Much of linear algebra revolves around matrix multiplications. Since this is an O(n^3) operation, other techniques are needed to improve its performance. Today, I will show how I parallelized matrix multiplication, improving speed by 4x on my 12-thread machine.
In my examples, I am using the nalgebra
crate to handle matrix storage (which stores dynamically sized matrices as a Vec in column-major order). This isn't too important, the only thing that really matters is the ability to index the matrix by row and column index.
Single-Threaded Implementation
In order to multiply matrices, we need to iterate over the columns of the rhs, then for each column, iterate over the rows of the lhs. We then zip the lhs row with the rhs column, taking the dot product of these two arrays.
let l_shape = lhs.shape();
let r_shape = rhs.shape();
// check for shape compatibility here...
// the multiplication
let result: Vec<f64> = (0..r_shape.1).flat_map(move |rj| {
(0..l_shape.0).flat_map(move |li| {
(0..r_shape.0)
.zip(0..l_shape.1)
.map(move |(ri, lj)| {
lhs.index((li, lj)) * rhs.index((ri, rj))
})
.sum::<f64>()
})
})
.collect();
// result is a vec in column-major order
Parallelizing
I will now use rayon
to parallelize this operation. It's way simpler than you may think!
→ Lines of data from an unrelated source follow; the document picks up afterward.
PR #6415, opened 2025-12-12
Fix fix_test.py

youknowone:
with better collecting, async support and win32

I'd like to rename the script to `mark_test_failures` or something like that to shows better what it is 

## Summary by CodeRabbit

* **Chores**
  * Improved test automation script with enhanced reliability, better handling of test identification, and cross-platform compatibility improvements.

let result: Vec<f64> = (0..r_shape.1).into_par_iter().flat_map(move |rj| {
(0..l_shape.0).into_par_iter().flat_map(move |li| {
(0..r_shape.0)
.zip(0..l_shape.1)
.map(move |(ri, lj)| {
lhs.index((li, lj)) * rhs.index((ri, rj))
})
.sum::<f64>()
})
})
.collect();
That's it! Just adding into_par_iter
after the ranges is all that is needed. I benchmarked this on an Intel i5-10600K (12) @ 4.800GHz, multiplying a 1000x1000 matrix with a 1000x1 vector, and the average execution time went from 8 ms down to 2 ms. That is a 75% improvement in speed.